* _EXERCISE_
Find the lines in the records below that contain "autoqeries", and report each of them.

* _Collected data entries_
____
PR #3733, opened 2023-03-23
Move noSDK into config

jeffsee55:
This shows a warning if `--noSDK` is provided, but that property still works for now. 

```js
{
  client: {
    skip: true
  }
}
```

The work to add this to part of the forestry migration init hasn't been done yet.

Closes ENG-869


packages/@tinacms/app/src/Playground.tsx
```diff
@@ -73,7 +73,7 @@ const Playground = () => {
         <div className="graphiql-doc-explorer-content">
           <div className="graphiql-markdown-description">
             {noAutoQueries
-              ? 'No autoqueries found, the Tina dev or build command was likely run with the "--noSDK" option. Learn about how to generate autoqeries.'
+              ? 'No autoqueries found, the Tina config is likey set to client.skip = true. Learn about how to generate autoqeries.'
```
jamespohalloran, line 76:
```suggestion
              ? 'No autoqueries found. The Tina config is likely set to "client.skip = true". Learn about how to generate autoqueries.'
```
^ Not new to this, but kind of seems like we meant to include a link at the end of that. I also don't think we refer to "autoqueries" in our docs.

packages/@tinacms/cli/src/next/commands/build-command/index.ts
```diff
@@ -29,7 +29,7 @@ export class BuildCommand extends Command {
     description: 'increase verbosity of logged output',
   })
   noSDK = Option.Boolean('--noSDK', false, {
-    description: "Don't generate the generated client SDK",
+    description: "DEPRECATED - Don't generate the generated client SDK",
```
____
* _RESPONSE TO THE TASK_
-              ? 'No autoqueries found, the Tina dev or build command was likely run with the "--noSDK" option. Learn about how to generate autoqeries.'
+              ? 'No autoqueries found, the Tina config is likey set to client.skip = true. Learn about how to generate autoqeries.'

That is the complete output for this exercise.